Le point faible du film concerne son couple phare. Si Alice Englert, la fille de Jane « La Leçon de piano » Campion, fait presque l’âge de son personnage (16 ans alors qu’elle en a actuellement 18 donc si on prend en compte le décalage par rapport au tournage et la sortie, ça colle presque), son petit copain dans le film en a 23… Ça la fout mal alors qu’il est un lycéen. On est sans cesse gêné par ce constat au début du film avant finalement de l’oublier. Suffit de transposer l’action à la fac et on n’aurait rien à redire (mais ça ne passe pas pour d’autres détails)… Donc on fait genre.

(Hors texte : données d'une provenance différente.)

PR #3638, opened 2022-01-08
Convert input file to float32 before compute MTR

### LINKED ISSUE #3636: Inconsistent MTR values when calculated from short dtype
### Description

> Note: This issue was originally created in https://github.com/spinalcordtoolbox/spinalcordtoolbox/issues/3635#issue-1086726238

using sct_computre_mtr, I have an issue with the results when using short (4) NIFTI images for MT0 and MT1. The values I obtained are inconsistent (very small negatives or very big positives) for many slices but not all slices. At the end, when comparing with manual computing of MTR, a lot of voxels have wrong values.
I changed the type of the MT0/MT1 images from short to float and the result is correct, meaning similar to what I got with manual computing of MTR, and this for all slices and voxels.
Maybe is there a reason for this behavior?

RignonNoel:
#### GitHub

**Contributing documentation link is broken**

#### PR contents

## Description
When we use `sct_compute_mtr`, we have an issue with the results when using non `float32` NIFTI images for MT0 and MT1. The values obtained are inconsistent. We need to convert the type of input to float32 before compute the MTR result.

## Linked issues
Fixes #3636 

## Actual status of this PR

Some things need to be cleaned-up but i need some informations/help to know the way we work here:

 - The testing dataset are dynamically download from [sct_testing_data repository](https://github.com/spinalcordtoolbox/sct_testing_data) but i need to test the script with a int_16 file in place of a float_32. What is the process to add a new file of testing (ie: PR ? Request to the team ?) or do i just convert the file first directly in the test ?
 
  - I don't have the PR labels information since the link for the contribution guideline is broken on severals places: https://www.neuro.polymtl.ca/software/contributing#pr_labels
  
  - The actual `sct_compute_mtr` tests does not check the results. Do you have some tips before i go on it ? I will be able to add them also on the initial test already existing.

### DIFF
--- a/spinalcordtoolbox/qmri/mt.py
+++ b/spinalcordtoolbox/qmri/mt.py
@@ -44,8 +44,14 @@ def compute_mtr(nii_mt1, nii_mt0, threshold_mtr=100):
     :param threshold_mtr: float: value above which number will be clipped
     :return: nii_mtr
     """
+    # Convert input to avoid numerical errors from int16 data
+    # Related issue: https://github.com/spinalcordtoolbox/spinalcordtoolbox/issues/3636
+    nii_mt1.change_type('float32')
+    nii_mt0.change_type('float32')
+
     # Initialize Image object
     nii_mtr = nii_mt1.copy()
+
     # Compute MTR
     nii_mtr.data = divide_after_removing_zero(100 * (nii_mt0.data - nii_mt1.data), nii_mt0.data, threshold_mtr)
     return nii_mtr
--- a/testing/cli/test_cli_sct_compute_mtr.py
+++ b/testing/cli/test_cli_sct_compute_mtr.py
@@ -1,25 +1,12 @@
 import pytest
 import logging
 import numpy
+import nibabel as nib
 
 from spinalcordtoolbox.image import Image
 from spinalcordtoolbox.scripts import sct_compute_mtr
 
 logger = logging.getLogger(__name__)
-
-
-@pytest.mark.sct_testing
-@pytest.mark.usefixtures("run_in_sct_testing_data_dir")
-def test_sct_compute_mtr_no_checks(tmp_path):
-    """Run the CLI script without checking results."""
-    mtr_output_path = str(tmp_path / 'mtr_output.nii.gz')
-
-    sct_compute_mtr.main(argv=['-mt0', 'mt/mt0.nii.gz', '-mt1', 'mt/mt1.nii.gz', '-o', mtr_output_path])
-
-    # Comparate ground truth mtr file to new generated one
-    ground_truth_mtr = Image('mt/mtr.nii.gz')
-    output_mtr = Image(mtr_output_path)
-    assert numpy.linalg.norm(ground_truth_mtr.data - output_mtr.data) <= 0.001
 
 
 @pytest.mark.sct_testing
@@ -48,3 +35,47 @@ def test_sct_compute_mtr_with_int16_image_type(tmp_path):
             output_mtr.data[numpy.isfinite(output_mtr.data)])
 
     assert numpy.abs(numpy.average(diff)) <= 0.5
+
+
+@pytest.mark.sct_testing
+@pytest.mark.usefixtures("run_in_sct_testing_data_dir")
+def test_sct_compute_mtr_with_dummy_int16_image_type(tmp_path):
+    """Run the CLI script with dummy int_16 image type"""
+
+    mt0_path = str(tmp_path / 'mt0_int16.nii.gz')
+    mt1_path = str(tmp_path / 'mt1_int16.nii.gz')
+    mtr_output_path = str(tmp_path / 'mtr_output.nii.gz')
+    mtr_truth_path = str(tmp_path / 'mtr_dummy_truth.nii.gz')
+
+    # Generate dummy files of inputs and output comparison
+    nx, ny, nz = 9, 9, 9  # image dimension
+
+    data = numpy.zeros((nx, ny, nz), dtype=numpy.int16)
+    data[4, 4, 4] = 100
+    affine = numpy.eye(4)
+    mt0 = nib.nifti1.Nifti1Image(data, affine)
+    nib.save(mt0, mt0_path)
+
+    data = numpy.zeros((nx, ny, nz), dtype=numpy.int16)
+    data[4, 4, 4] = 70
+    affine = numpy.eye(4)
+    mt1 = nib.nifti1.Nifti1Image(data, affine)
+    nib.save(mt1, mt1_path)
+
+    data = numpy.zeros((nx, ny, nz), dtype=numpy.float32)
+    data[4, 4, 4] = 30
+    affine = numpy.eye(4)
+    mtr_truth = nib.nifti1.Nifti1Image(data, affine)
+    nib.save(mtr_truth, mtr_truth_path)
+
+    # Compute the MTR
+    sct_compute_mtr.main(argv=['-mt0', mt0_path, '-mt1', mt1_path, '-o', mtr_output_path])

Leur relation amoureuse, la base la plus importante d’un film du genre, est finalement agréable même si on n’atteint pas les sommets des films du genre. Bizarrement, ce point n’est pas la partie la plus intéressante du film (c’est sympa mais ce n’est le point qui fait privilégier ce film par rapport à un autre). C’est vraiment le côté fantastique de la chose qui m’a botté notamment avec ses esprits maléfiques vraiment impressionnants. On les croirait tout droit sortis du pays du Soleil Levant avec des cheveux noirs comme le charbon, la peau aussi blanche qu’une chemise lavée par OMO (qui lave plus blanc que blanc, je le rappelle, c’était la minute pub de Le blog de Marvelll) et les yeux crachant des braises attisées par Satan himself.

Sublimes créatures

« Alors, c’est ça Surface, le truc de Microsoft. Comment ça marche? Où est le menu démarrer? »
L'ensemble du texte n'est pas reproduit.